Given the input weak secure key W with length of n and the security level ε, the optimal PA scheme in theory can be achieved with (dual) universal hash functions using Toeplitz kind of matrix (T) with computational complexity of O(nlogn)9, and the length of consumed random seed in PA is αn, with min-entropy of αn + O(1), α (0,1]10,11,12,13.

Nowadays, state-of-art academic QKD experiments are performed with several GHz pulse rates14,15,16,17,18, advanced multiplexing technologies19,20 and extracts secure keys even with high-dimensional scenarios21,22,23. Meanwhile, a rigorous statistical fluctuation analysis has to be performed to remove the finite-size key effects on the final secure key24,25. Therefore, a high throughput and large-scale (usually larger than several Megabits) PA scheme has to be implemented to real-time extract the secure key with achievable generation rate close to the asymptotic (infinite-key) limit.

The simplest implementation idea of a large-scaled PA scheme is directly performing multiplication operation between W and T, resulting in the computational complexity with O(n2). However, such matrix-vector multiplication is very suitable to be implemented with Field-Programmable Gate Array (FPGA) platform. H. Zhang et al. firstly divided T into many smaller blocks and proposed a block parallel PA scheme to speedup the Toeplitz hashing procedure26. S. Yang et al.27 and J. Constantin et al.28 proposed advanced block partition strategies to reduce the overhead of multiplication operations respectively, resulting in the throughput around 64 Mbps with input scale of 1 megabits27.
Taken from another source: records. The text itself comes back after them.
PR #1763, opened 2022-08-06
virtio_scsi: honor maximum transfer length limit

francescolavra:
A virtio SCSI disk may have a limit on the number of blocks that can be requested in a single I/O transfer; the value of this limit can be found in the block limits Vital Product Data (VPD) page.
This change adds retrieval of the maximum transfer length for a SCSI disk when the disk is probed, and ensures that this limit is not exceeded when executing STORAGE_OP_READSG and STORAGE_OP_WRITESG requests.
This fixes booting in GCP, where the boot disk has a maximum transfer length of 512 blocks (256 KB), which is less than the size of a TFS log extension.

### DIFF
--- a/src/virtio/scsi.h
+++ b/src/virtio/scsi.h
@@ -243,6 +243,7 @@ struct scsi_res_inquiry
 
 /* Vital Product Data page codes */
 #define SCSI_VPD_DEVID  0x83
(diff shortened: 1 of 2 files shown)


sanderssj (commented):
LGTM

wjhun (approved):
LGTM

PR #1765, opened 2022-08-09
Disk I/O optimization

francescolavra:
This change set aims at minimizing the number of I/O requests and scatter-gather buffers used to transfer a given amount of data to/from disk, which helps parallelizing I/O (especially when the I/O ring queue depth is limited) and minimizes the memory allocation needs for an I/O transfer.
The first commit implements merging of contiguous pagecache pages that have their backing memory areas adjacent (which happens frequently if the cache for a node is filled sequentially starting from offset 0) into a single scatter-gather buffer before doing a filesystem storage operation (both when reading and writing a page cache node).
The second commit implements extension of existing file extents to cover additional storage space beyond the initially allocated space, and removes the 1MB maximum extent size; this helps keeping the amount of file metadata down and minimizing fragmentation of file data into non-contiguous storage areas. Since allocations from the storage space are aligned to the allocation size, requesting large extents can create large unallocated ranges in the storage space; in order to be able to fill these ranges when requesting a new extent that does not fit into a single contiguous storage area, the create_extent() function upon allocation failure retries an allocation with a smaller size (down to a 1MB limit); the code that calls this function has been amended to properly handle the cases where the size of a created extent is smaller than requested.
https://github.com/nanovms/nanos/issues/1165

### DIFF
--- a/src/kernel/pagecache.c
+++ b/src/kernel/pagecache.c
@@ -250,21 +250,15 @@ static boolean realloc_pagelocked(pagecache pc, pagecache_page pp)
     return true;
 }
 
-/* If the refcount argument is true, this function must be called with the page state lock held. */
-static void pagecache_add_sgb(pagecache pc, pagecache_page pp, sg_list sg, boolean refcount)
+static sg_buf pagecache_add_sgb(pagecache pc, pagecache_page pp, sg_list sg)
 {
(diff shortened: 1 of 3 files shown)


sanderssj (commented):
LGTM

wjhun (approved):
LGTM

Actually, majority optimized PA schemes are performed using fast Fourier transform (FFT) with complexity reduced to O(nlogn)8,29,30. Given fixed security level ε (i.e. 10−10), the farther communication distance, the larger input length of PA scheme should be adapted. For example, in entanglement-based QKD systems, the input length n should be increased to at least the order of 108. B. Liu et al. firstly improved the throughput of FFT enhanced PA scheme to 60 Mbps with input scale of 12.8 megabits on Many-Integrated-Core (MIC) platform8. Z. L. Yuan et al. implemented a number theoretical transform (NTT) based PA scheme with throughput up to 108.77 Mbps with the input scale of 100 megabits also on MIC platform31. X. Wang et al. proposed a parallel implementation of the length-compatible (up to 10 Gbits) FFT based PA algorithm for continuous-variable QKD systems on a graphic processing unit (GPU) platform, with speed over 1 Gbps29.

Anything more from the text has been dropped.